Reputation: 720
I can't include version from package.json
in angular's library but it works in a project. I use import like that:
import { version } from '../../package.json';
and get the following error:
ERROR: error TS6059: File '/Users/.../library/package.json' is not under 'rootDir' '/Users/.../library/src'. 'rootDir' is expected to contain all source files.
An unhandled exception occurred: error TS6059: File '/Users/.../library/package.json' is not under 'rootDir' '/Users/.../library/src'. 'rootDir' is expected to contain all source files.

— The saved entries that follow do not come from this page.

PR #569, opened 2023-12-17
Validate data offset positions in calldata to prevent malicious calldata

ezynda3:
We were made aware of a weakness in our verification facet by a partner that uses it in their own contracts. A finding was submitted as part of an audit contest which explains the vulnerability in detail here: https://superform.notion.site/A-malicious-user-can-craft-valid-calldata-to-call-packed-version-of-some-of-LiFi-endpoints-177-e35ac227c89143ee8d6f0dcb3580ff47


ezynda3:
The contest is being run on Cantina which is run by SpearBit so will wait to hear what they think before merging this.

PR #579, opened 2024-01-19
Implement Non Standard Selectors Registry Facet

ezynda3:


0xDEnYO (approved):

test/solidity/Facets/NonStandardSelectorsRegistryFacet.t.sol
```diff
@@ -0,0 +1,56 @@
+// SPDX-License-Identifier: MIT
```
0xDEnYO, line 1: Tests for the batch function of this contract are missing. To increase test coverage, it would make sense to add them.

src/Facets/NonStandardSelectorsRegistryFacet.sol
```diff
@@ -0,0 +1,68 @@
+// SPDX-License-Identifier: MIT
+pragma solidity 0.8.17;
+
+import { LibDiamond } from "../Libraries/LibDiamond.sol";
+
+/// @title Non Standard Selectors Registry Facet
+/// @author LIFI (https://li.finance)
+/// @notice Registry for non-standard selectors
+/// @custom:version 1.0.0
```
0xDEnYO, line 9: According to our convention the version of this facet should be in the PR title

test/solidity/Facets/NonStandardSelectorsRegistryFacet.t.sol
ezynda3: The batch test is on lines 35-48

PR #582, opened 2024-01-21
Revamped deploy scripts

ezynda3:


script/modules/deployContract.mjs
```diff
@@ -0,0 +1,106 @@
...
+    initial: 0,
+  })
+
+  // Get the contract item from the object array
+  const deployScript = deployScripts.find((c) => c.name === choice)
+
+  // Using fetch get the LIFI supprted chains from https://li.quest/v1/chains
+  // then map the result to an object by extracting chains[i].name and chains[i].metamask.rpcUrls[0]
+  let result = await spinner('Fetching LIFI supported chains', async () =>
+    (await fetch('https://li.quest/v1/chains')).json()
```
0xDEnYO, line 51: I think this  potentially would only return the currently enabled chains and not allow us to deploy to chains that are currently disabled or entirely new.

script/modules/deployContract.mjs
```diff
@@ -0,0 +1,106 @@
...
+    initial: 0,
+  })
+
+  // Get the chain item from the object array
+  const chain = chains.find((c) => c.name === chainChoice)
+
+  // Run the deploy script with forge e.g await $`forge script script/deploy/facets/DeploySomeScript.sol`
+  // TODO: Add the account parameter to the forge script command
+  try {
+    process.env.PRIVATE_KEY = DEPLOYER_PRIVATE_KEY
```
0xDEnYO, line 70: Looks like we dont have any repeat functionality here. I think this would be important for stable execution.

script/deploy/facets/DeployDummy.sol
```diff
@@ -0,0 +1,29 @@
+// SPDX-License-Identifier: UNLICENSED
```
0xDEnYO, line 1: not sure what this file is needed for...!?

ezynda3: This was just s test to make sure I could get forge working. The other scripts keep failing because we do a lot of config via ENV vars which is pretty messy. This won't stay in the final version.

script/modules/deployContract.mjs
ezynda3: Yes. Planning to add it.

script/modules/deployContract.mjs
ezynda3: Was thinking to add `Custom` as an option.

PR #585, opened 2024-01-25
Update fee collectors ServiceFeeCollector v1.0.1, LiFuelFeeCollector v1.0.1, LIFuelFacet v1.0.1

ezynda3:


src/Periphery/LiFuelFeeCollector.sol
```diff
@@ -7,7 +7,7 @@ import { TransferrableOwnership } from "../Helpers/TransferrableOwnership.sol";
 /// @title LiFuelFeeCollector
 /// @author LI.FI (https://li.fi)
 /// @notice Provides functionality for collecting fees for LiFuel
-/// @custom:version 1.0.0
+/// @custom:version 1.0.1
```
0xDEnYO, line 10: need to update PR title, too, please

src/Periphery/ServiceFeeCollector.sol
```diff
@@ -7,7 +7,7 @@ import { TransferrableOwnership } from "../Helpers/TransferrableOwnership.sol";
 /// @title Service Fee Collector
 /// @author LI.FI (https://li.fi)
 /// @notice Provides functionality for collecting service fees (gas/insurance)
-/// @custom:version 1.0.0
+/// @custom:version 1.0.1
```
0xDEnYO, line 10: same as above

test/solidity/Periphery/ServiceFeeCollector.t.sol
```diff
@@ -50,7 +50,11 @@ contract ServiceFeeCollectorTest is DSTest {
         uint256 fee = 0.015 ether;
 
         // Act
-        feeCollector.collectNativeGasFees{ value: fee }(137, address(0xb33f));
+        feeCollector.collectNativeGasFees{ value: fee }(
```
0xDEnYO, line 53: I think it could be nice to have a test case that tests the behaviour we just had issues with to ensure that things work as intended

src/Periphery/LiFuelFeeCollector.sol
```diff
@@ -53,15 +53,17 @@ contract LiFuelFeeCollector is TransferrableOwnership {
...
         address receiver
     ) external payable {
         emit GasFeesCollected(
             LibAsset.NULL_ADDRESS,
             chainId,
             receiver,
-            msg.value
+            feeAmount
         );
+        msg.sender.call{ value: msg.value - feeAmount }("");
```
maxklenk, line 66: Add check to validate if there is a amount to send back. e.g. the lifuel bridge sends the exact amount needed.

src/Periphery/ServiceFeeCollector.sol
```diff
@@ -68,6 +69,7 @@ contract ServiceFeeCollector is TransferrableOwnership {
             receiver,
             msg.value
         );
+        msg.sender.call{ value: msg.value - feeAmount }("");
```
maxklenk, line 72: Also check here

maxklenk (changes requested):

src/Periphery/ServiceFeeCollector.sol
```diff
@@ -68,6 +69,10 @@ contract ServiceFeeCollector is TransferrableOwnership {
             receiver,
             msg.value
         );
```
maxklenk, line 71: Why do we need that function still? We collect gas fees in the LiFuelFeeCollector.
Also the event emits `msg.value` instead of the `feeAmount`.

maxklenk (changes requested):
Please update the `LIFuelFacet.sol` The version should be increased and the linked Fee collector has to be updated as we have a dedicated lifuel fee collector.
Update line 20
`string internal constant FEE_COLLECTOR_NAME = "ServiceFeeCollector";`

maxklenk (approved):
Nice, that looks like what I expected.

PR #593, opened 2024-02-08
Implement DeBridge DLN Facet v1.0.0

ezynda3:


src/Facets/DeBridgeDlnFacet.sol
```diff
@@ -0,0 +1,182 @@
...
+contract DeBridgeDlnFacet is ILiFi, ReentrancyGuard, SwapperV2, Validatable {
+    /// Storage ///
+
+    address internal constant NON_EVM_ADDRESS =
+        0x11f111f111f111F111f111f111F111f111f111F1;
+    IDlnSource public immutable dlnSource;
+
+    /// Types ///
+
+    // struct BridgeData {
```
0xDEnYO, line 26: remove?

src/Facets/DeBridgeDlnFacet.sol
```diff
@@ -0,0 +1,182 @@
...
+    //     address referrer;
+    //     address sendingAssetId;
+    //     address receiver;
+    //     uint256 minAmount;
+    //     uint256 destinationChainId;
+    //     bool hasSourceSwaps;
+    //     bool hasDestinationCall;
+    // }
+
+    /// @dev Optional bridge specific struct
```
0xDEnYO, line 39: are they all optional?? If yes, a description in which case they are needed would be good

and param descriptions are missing

src/Facets/DeBridgeDlnFacet.sol
```diff
@@ -0,0 +1,182 @@
...
+    /// Internal Methods ///
+
+    /// @dev Contains the business logic for the bridge via DeBridgeDLN
+    /// @param _bridgeData The core information needed for bridging
+    /// @param _deBridgeDlnData Data specific to DeBridgeDLN
+    function _startBridge(
+        ILiFi.BridgeData memory _bridgeData,
+        DeBridgeDlnData calldata _deBridgeDlnData
+    ) internal {
+        uint256 fee = dlnSource.globalFixedNativeFee();
```
0xDEnYO, line 127: This is done twice for swapAnd.. cases. Or pass it into _startBridge() as parameter (and pull it in both startBridgeTokensViaDeBridgeDln and swapAndStartBridgeTokensViaDeBridgeDln) to avoid having to do it twice.
 
Or could even consider to move this into backend and make it a parameter of the DeBridgeDlnData

src/Facets/DeBridgeDlnFacet.sol
```diff
@@ -0,0 +1,182 @@
...
+        IDlnSource.OrderCreation memory orderCreation = IDlnSource
+            .OrderCreation({
+                giveTokenAddress: _bridgeData.sendingAssetId,
+                giveAmount: _bridgeData.minAmount,
+                takeTokenAddress: abi.encodePacked(
```
0xDEnYO, line 132: This encoding could be done in the backend and instead of address parameter we use bytes parameter. Saves the (unnecessary) encoding step on-chain

test/solidity/Facets/DeBridgeDlnFacet.t.sol
```diff
@@ -0,0 +1,182 @@
...
+            minAmountOut: (defaultUSDCAmount * 95) / 100
+        });
+
+        vm.label(address(DLN_SOURCE), "DLN_SOURCE");
+        FIXED_FEE = DLN_SOURCE.globalFixedNativeFee();
+    }
+
+    function initiateBridgeTxWithFacet(bool isNative) internal override {
+        if (isNative) {
+            validDeBridgeDlnData.minAmountOut =
```
0xDEnYO, line 80: would be helpful to have a comment here explaining the rationale behind this code (why are we adding slippage here and why only for native?)

test/solidity/Facets/DeBridgeDlnFacet.t.sol
```diff
@@ -0,0 +1,182 @@
...
+                value: defaultNativeAmount + FIXED_FEE
+            }(bridgeData, swapData, validDeBridgeDlnData);
+        } else {
+            deBridgeDlnFacet.swapAndStartBridgeTokensViaDeBridgeDln{
+                value: FIXED_FEE
+            }(bridgeData, swapData, validDeBridgeDlnData);
+        }
+    }
+
+    function testBase_CanSwapAndBridgeTokensFromNative()
```
0xDEnYO, line 107: This is not a "base" test and therefore it should be renamed

0xDEnYO (changes requested):

0xDEnYO (approved):

PR #600, opened 2024-02-27
fix: Update amarok config

0xDEnYO:


maxklenk:
AmarokFacetPacked needs to be deployed to Metis as well

ezynda3 (approved):

PR #604, opened 2024-03-05
feat: Token wrapper contract

H3xept:
Contract that will interact with external token wrappers and behave like a DEX in our generic swap flow.


config/tokenwrapper.json
```diff
@@ -0,0 +1,5 @@
+{
+    "hardhat": "0xC02aaA39b223FE8D0A0e5C4F27eAD9083C756Cc2",
+    "mainnet": "0xC02aaA39b223FE8D0A0e5C4F27eAD9083C756Cc2",
+    "polygon": "0x0d500B1d8E8eF31E21C99d1Db9A6444d3ADf1270"
```
H3xept, line 4: Needs to be extended

src/Periphery/TokenWrapper.sol
```diff
@@ -0,0 +1,65 @@
...
+    }
+
+    /// External Methods ///
+
+    /// @notice Wraps the native token
+    function deposit(
+    ) external payable {
+        IWrapper(wrappedToken).deposit{value: msg.value}();
+        IERC20(wrappedToken).transfer(msg.sender, msg.value);
+        emit Wrapped(msg.value);
```
maxklenk, line 43: Do we need events here? Our contracts already expose assetSwapped events for each executed swap. I don't think the event here is needed. It would save some gas (also `Unwrapped(data)` event)

maxklenk (approved):

src/Periphery/TokenWrapper.sol
```diff
@@ -0,0 +1,65 @@
...
+interface IWrapper {
+    function deposit() external payable;
+    function withdraw(uint wad) external;
+}
+
+/// @title TokenWrapper
+/// @author LI.FI (https://li.fi)
+/// @notice Provides functionality for wrapping and unwrapping tokens
+/// @custom:version 1.0.0
+contract TokenWrapper is TransferrableOwnership {
```
maxklenk, line 18: Why is this contract ownable? I don't see any call an owner could do.

config/tokenwrapper.json
```diff
@@ -0,0 +1,16 @@
+{
+    "hardhat": "0xC02aaA39b223FE8D0A0e5C4F27eAD9083C756Cc2",
```
ezynda3, line 2: We don't actually use hardhat so it's not needed

src/Periphery/TokenWrapper.sol
H3xept: Other periphery contracts are ownable - I assume is to avoid re-deploy if we change diamond? I can remove it's not really needed here.

src/Periphery/TokenWrapper.sol
H3xept: Sure

ezynda3 (approved):

src/Periphery/TokenWrapper.sol
```diff
@@ -0,0 +1,59 @@
+// SPDX-License-Identifier: UNLICENSED
+pragma solidity 0.8.17;
+
+import { LibAsset } from "../Libraries/LibAsset.sol";
+import { TransferrableOwnership } from "../Helpers/TransferrableOwnership.sol";
```
maxklenk, line 5: Remove this as well please

config/tokenwrapper.json
```diff
@@ -0,0 +1,15 @@
...
+    "base": "0x4200000000000000000000000000000000000006",
+    "boba": "0xDeadDeAddeAddEAddeadDEaDDEAdDeaDDeAD0000",
+    "bsc": "0xbb4CdB9CBd36B01bD1cBaEBF2De08d9173bc095c",
+    "fantom": "0x21be370D5312f44cB42ce377BC9b8a0cEF1A4C83",
+    "gnosis": "0xe91D153E0b41518A2Ce8Dd3D7944Fa863463a97d",
+    "linea": "0xe5D7C2a44FfDDf6b295A15c148167daaAf5Cf34f",
+    "optimism": "0x4200000000000000000000000000000000000006",
+    "polygonzkevm": "0x4F9A0e7FD2Bf6067db6994CF12E4495Df938E6e9",
+    "zksync": "0x5AEa5775959fBC2557Cc8789bC1bf90A239D9a91",
+}
```
maxklenk, line 15: This list looks incomplete compared to the amount of chains we support. We should be able to extract the list from `wrappedTokens` in https://github.com/lifinance/data-types/blob/main/src/coins/coins.ts#L1730

src/Periphery/TokenWrapper.sol
H3xept: Too used to typescript linter removing imports 💀

PR #606, opened 2024-03-08
feat(mayan): MayanBridgeFacet v1.0.0

ezynda3:


script/demoScripts/demoMayan.ts
```diff
@@ -0,0 +1,132 @@
...
+    toToken: '0x2791Bca1f2de4661ED88A30C99A7a9449Aa84174',
+    fromChain: 'bsc',
+    toChain: 'polygon',
+    slippage: 3,
+  })
+
+  const swapFee = getAmountOfFractionalAmount(
+    quote.swapRelayerFee,
+    Math.min(8, quote.fromToken.decimals)
+  )
```
maxklenk, line 46: Why do we need to do that parsing are the parameters not present in the result of `getSwapFromEvmTxPayload`?

maxklenk (approved):
The implementation looks good, just added a few cleanup questions.

PR #608, opened 2024-03-14
Deprecate Wormhole

ezynda3:


0xDEnYO:
If I am not mistaken then we also need to adjust:

1) deploy_requirements.json
2) remove IWormholeRouter.sol

ezynda3:
> If I am not mistaken then we also need to adjust:
> 
> 1. deploy_requirements.json
> 2. remove IWormholeRouter.sol

done

0xDEnYO (approved):

PR #610, opened 2024-03-15
remove unused chains

ezynda3:


networks
```diff
@@ -5,27 +5,21 @@ avalanche
...
 boba
 bsc
-celo
-cronos
-evmos
 fantom
 fuse
 gnosis
 linea
 localanvil
```
maxklenk, line 12: maybe move this to the testnets

0xDEnYO (approved):

networks
```diff
@@ -5,27 +5,21 @@ avalanche
...
 moonriver
-okx
-opbnb
 optimism
 polygon
 polygonzkevm
-velas
+scroll
+zksync
 goerli
```
0xDEnYO, line 20: why are we keeping goerli? This network is not functional anymore. Would recommend to remove it

0xDEnYO (approved):

PR #374, opened 2018-06-19
Supporting parametrized tests that produce a custom suite.

tesonep:
Pharo allows the subclasses of TestCase to generate a TestSuite with the tests in the TestCase. 
This allows us to create a parametrized test, one test configured with many options spawning different tests. 

Changing the building of the test suite to use #suite and then flattening this suites into the one used by SmalltalkCI.


fniephaus:
@estebanlm could you have a quick look at this?

estebanlm:
yes, seems ok

fniephaus:
Thanks to both of you, I should have time to merge this tomorrow!

fniephaus:
Thanks for the contribution, @tesonep!

PR #385, opened 2018-07-27
Allow symlinking the main script

cdlm:
Since bin/smalltalkci tries to auto-detect the installation prefix from its own path, it
did not work through a symbolic link. Resolving the symlink as a first step fixes that.


fniephaus:
Thanks, will have a look at this soon!

fniephaus:
Manually merged into `master` via https://github.com/hpi-swa/smalltalkCI/commit/bbf88508eea315daf949e83207d11e49d8fe42e2. Thanks for the contribution :)

PR #389, opened 2018-08-20
failOnZeroTests mixup

codeZeilen:
Besides the issue fixed in the commit there is another, maybe larger, one. When I ran a job with zero tests it initially failed which confused me as I always read the example configuration in the Readme.md as the standard configuration and so I was expecting the flag to be set to false and the build to not fail. Maybe we should add a sentence before the example configuration illustrating that these are merely some example values.

### DIFF
--- a/repository/SmalltalkCI-Core.package/SCITestRunner.class/instance/tearDown.st
+++ b/repository/SmalltalkCI-Core.package/SCITestRunner.class/instance/tearDown.st
@@ -8,4 +8,4 @@ tearDown
 	(self spec failOnZeroTests and: [ self totalTests == 0 ])
 		ifTrue: [ SCIError signal: 'No tests were executed.
 
-If this is intended, use `#failOnZeroTests : true` in your SmalltalkCISpec.' ].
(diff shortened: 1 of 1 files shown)


fniephaus:
IIRC, the values in the README.md are default values actually. Anyway, there should be some short explaination about those values.

codeZeilen:
Then we also have to change this method as it currently returns true by default:

https://github.com/hpi-swa/smalltalkCI/blob/master/repository/SmalltalkCI-Core.package/SmalltalkCISpec.class/instance/failOnZeroTests.st

Would that be the right way forward?

fniephaus:
The default behavior should be *to fail* on zero tests, otherwise users might think everything is ok when using a bogus config that has an empty set of classes for testing. This PR corrects the additional hint you would see in these scenarios, so I think this is good as it.

I'm afraid your confusion has confused me now a little bit too :D Is there still something unclear? The `README.md` does not contain defaults apparently. But I think `failOnZeroTests` is still descriptive enough for this option, right?

PR #393, opened 2018-09-11
Option to disable serialization of failing/erroring tests (e.g. with Fuel)

jbrichau:
In some of our builds, we hit errors in Fuel that made the entire build crash. 
In such cases it's useful to be able to disable the serialization of the error (using Fuel in Pharo) to get the build to work.

I added the option to pass this via the configuration, with the default being false (i.e. keep serialization on when the option is not provided).


jbrichau:
Ouch, I accidentally added commits to the branch that were not supposed to go into the PR. I realized to late and will fix.

jbrichau:
Ouch, I accidentally added commits to the branch that were not supposed to go into the PR. I realized too late and will fix.

jbrichau:
I reverted the commit.
This PR should be complete now :)

fniephaus:
Hi @jbrichau,
Thanks for the PR.
Two remarks:
- for consistency reasons, can we call the option "#serializeError"?
- maybe it makes sense to disable serialization by default? What does @theseion think?

jbrichau:
Hey @fniephaus,

I was hesitating myself between "serializeError" and "disableSerializeError", so no problem renaming it. Done!
I would say we need to keep the current behavior the default (i.e. keep the serialization) but having the option to disable it is perfectly fine for those who need/prefer it.

cheers

Issue #396, opened 2018-09-20
Need better way to set `GEM_TEMPOBJ_CACHE_SIZE` for GemStone/S


dalehenrich:
Right now the run.sh for GemStone uses the `-T 100000` option when starting topaz but occasionally [a user needs a larger TOC](http://forum.world.st/TravisCI-build-run-out-of-memory-td5084889.html) .... 

A couple of options here:
1. topaz is started twice during the run. The first time the SmalltalkCI and the project are loaded ... the second time, the tests are run ... if we arrange to recognize that a [gem.conf file is specified](https://github.com/hpi-swa/smalltalkCI/tree/master/gemstone#smalltalkci-scigemstoneserverconfigspec) then we could skip using the `-T 100000` option when we run the tests ... doesn't help if we need to bump up the TOC to load the projects
2. add a new env var/command line option for GemStone (GSCI_TOC and --gs-TOC) where the TOC size can be directly specified ... the TOC would be used for both topaz invocations ... solving the problem from option 1.

I think the second option is probably the best solution ...

fniephaus:
+1 for option 2 :)

fniephaus:
Reopening this (see #397).

PR #397, opened 2018-09-21
Update run.sh for GemStone

brunobuzzi:
Partially fix:
https://github.com/hpi-swa/smalltalkCI/issues/396
In startTopaz command after -T option ${GSCI_TOC:-100000}
It will force TOC size to get value from env variable GSCI_TOC if not present then the default value is used (100000)

This commit does not fix --gs-TOC option of #396 (i think is a tODE option).

### DIFF
--- a/gemstone/run.sh
+++ b/gemstone/run.sh
@@ -204,7 +204,7 @@ gemstone::load_project() {
   local status=0
 
   fold_start load_server_project "Loading server project..."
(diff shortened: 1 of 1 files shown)


dalehenrich:
The `--gs-TOC` option of #396 is not for tODE, but for running smalltalkCI from the command line, so that you are not forced to define an environment variable

PR #398, opened 2018-09-28
add #onConflict:/#onUpgrade: metacello logic

### LINKED ISSUE #333: Handling load conflicts in a SCIMetacelloLoadSpec (and other Metacello Scripting API functions)

estebanlm:
fixes #333

### DIFF
--- a/README.md
+++ b/README.md
@@ -383,6 +383,8 @@ SCIMetacelloLoadSpec {
   #directory : 'packages',                            // Path to packages if FileTree is used
   #repository : 'http://smalltalkhub.com/mc/...',     // Alternatively, define MC repository
   #onWarningLog : true,                               // Log Warning messages to Transcript
+  #onConflict : #useIncoming,                         // When there is a conflict between loaded sources and incoming sources (can be #useIncoming|#useLoaded)
+  #onUpgrade : #useIncoming,                          // When loaded sources are an older version than incoming sources (can be #useIncoming|#useLoaded)
   #failOn : [ #OCUndeclaredVariableWarning ],         // Fail build on provided list of Warnings
   #useLatestMetacello : true,                         // Upgrade Metacello before loading
   #load : [ 'default' ],                              // Define MC load attributes


estebanlm:
the error on GemStone seems unrelated.

fniephaus:
Thanks, @estebanlm!
@dalehenrich could you please have a look at this PR, should be relatively quick...I'm not too familiar with this part of the Metacello API, but you should since you designed it 😅. Thanks!

estebanlm:
It just exposes the api already existing so I don’t think there is a problem :)

fniephaus:
Ok, that makes sense then. I don't want to block you, but I'm currently traveling without a laptop. Will have a look and merge it next week if that's ok.

estebanlm:
Yes. I think for complex cases is better to use a preLoad script, since is hard to model that into a ston file.

fniephaus:
@estebanlm I have merged (and cleaned up this PR) in 3dc699f560c8d4b512b40a7bae7d4e8631b070c7. Could you please have a look at https://github.com/hpi-swa/smalltalkCI/commit/3dc699f560c8d4b512b40a7bae7d4e8631b070c7#diff-df1d7d367d0662c6dd79e0177b241458R16? I think it's better to check that `#onConflict` and `#onUpgrade` are not `nil` (which they are when not set in a `smalltalk.ston`)...

estebanlm:
well, is about philosophies. I preferred the other way (explicit default instead inferred with nil) :)
but is ok, as long as it is integrated. 

btw... what's the pattern to move dev to master?

fniephaus:
> well, is about philosophies. I preferred the other way (explicit default instead inferred with nil) :)
but is ok, as long as it is integrated.

Well, if any of these two values is `nil`, wouldn't `onConflict: [ :ex :loaded :incoming | ex perform: nil ]]` throw an exception? The other option is to lazy-initialize the values or provide default return values in the getters...

> btw... what's the pattern to move dev to master?

I merged commits onto `dev` first, everything that is merged is supposed to reach `master` (so nothing experimental). Only if `dev` passes, it's merged into `master` to avoid breaking any user-facing builds. Hope that makes sense :)

fniephaus:
https://github.com/hpi-swa/smalltalkCI/commit/3dc699f560c8d4b512b40a7bae7d4e8631b070c7 is now merged into `master`.

estebanlm:
no, because I was doing 

```Smalltalk
metacello onConflict: [ :ex :loaded :incoming | ex perform: self onConflict ]]
```
and onConflict was defined like this: 

```Smalltalk
onConflict
    ^ onConflict ifNil: [ #useLoaded ].
```

but is ok ;)

fniephaus:
No, I'm afraid both [`onConflict.st`](https://github.com/estebanlm/smalltalkCI/blob/bc2d3aee0cce552854a934dc8ff83725d3f3b8c1/repository/SmalltalkCI-Core.package/SCIMetacelloLoadSpec.class/instance/onConflict.st) as well as [`onUpgrade.st`](https://github.com/estebanlm/smalltalkCI/blob/bc2d3aee0cce552854a934dc8ff83725d3f3b8c1/repository/SmalltalkCI-Core.package/SCIMetacelloLoadSpec.class/instance/onUpgrade.st) were just standard getters which is what concerned me in the first place. Anyway, it should work now :)

estebanlm:
then there was a bug while saving the package, and you are right it needs to be safe guarded :P

dalehenrich:
There was quite a bit of noise (changed property order) in the diffs, so it was not easy to see what was actually done ...  though that the order issue had been fixed:)

estebanlm:
me too. But seems it is not :(

dalehenrich:
haha ... I hate those bugs that don't stop bugging!

fniephaus:
> There was quite a bit of noise (changed property order) in the diffs, so it was not easy to see what was actually done ... though that the order issue had been fixed:)

I usually revert all property files that have been reordered during the merge only so that I can see what has actually changed. Maybe we should backport metadataless support for all images supported by smalltalkCI, so that smalltalkCI can finally be metadataless too and we can edit things directly here in GitHub.

dalehenrich:
@fniephaus, the property file noise is not a side-effect of metadataless mode ... it is because STON does not order the keys in dictionaries by default and for tonel and filetree, the writers need to sort the keys alphabetically ... at some point FileTree was changed in Pharo was changed to use STON directly for property files which results in the random ordering or the keys ...

fniephaus:
> at some point FileTree was changed in Pharo was changed to use STON directly for property files which results in the random ordering or the keys ...

@estebanlm any way to change this back? maybe this is a simple change?

PR #399, opened 2018-10-02
expose #ignoreImage metacello api

### LINKED ISSUE #333: Handling load conflicts in a SCIMetacelloLoadSpec (and other Metacello Scripting API functions)

estebanlm:
Fixes #333 (or trying ;) )

Please @dalehenrich and @fniephaus can you check at this?
I know there is a property mess (I need to re-fix that). But relevant part is at: 

```Smalltalk
SCIMetacelloLoadSpec>>#basicLoadProjectOn:
SCIMetacelloLoadSpec>>#ignoreImage
```


dalehenrich:
looks okay ... but I did make a comment on issue #333 ...

Issue #422, opened 2019-05-09
Coveralls results are not uploaded for Pharo64-7.0 and Pharo64-8.0


fjluquel:
Using Pharo64-7.0 or Pharo64-8.0 with Travis CI results in the following error message:

"Coveralls data is not available. Skipping coverage testing..."

The coverage data is not uploaded to Coveralls.io.

PR #423, opened 2019-05-09
Fix issue #422

fjluquel:
Use environment variable SMALLTALK_CI_BUILD for calculating absolute paths to find the coveralls files.


repository/SmalltalkCI-Coverage-Core.package/SCICodeCoverage.class/class/coverallsFilesDirectory.st
```diff
@@ -0,0 +1,3 @@
+coveralls
+coverallsFilesDirectory
+	^ (SmalltalkCI getEnv: 'SMALLTALK_CI_BUILD') asFileReference
```
gcotelli: `asFileReference` only works in Pharo, maybe you can reimplement this method in `SCIPharoCodeCoverage` class ?

fjluquel: Sure, I've already made the changes you suggested.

See "/private/var/folders/tw/z8v0wkt50g5876740n99hzy00000gp/T/ng-0JDpjC/angular-errors.log" for further details.
The way through require
includes the whole package.json
which incur security risks. import { version } from '../../package.json'
includes only the version number but works for angular applications not libraries.
Upvotes: 3
Views: 10983
Reputation: 182
The solutions proposed under this post do work, however, they pose security threats as the full package.json file wil be exposed on the client side. This should be a more secure solution: In an Angular (>= 2) application, how to include version information from npm package.json file into the compiled output files?
Upvotes: 0
Reputation: 492
As Jozef mentioned make sure you turn on the "resolveJsonModule": true in your tsconfig.json.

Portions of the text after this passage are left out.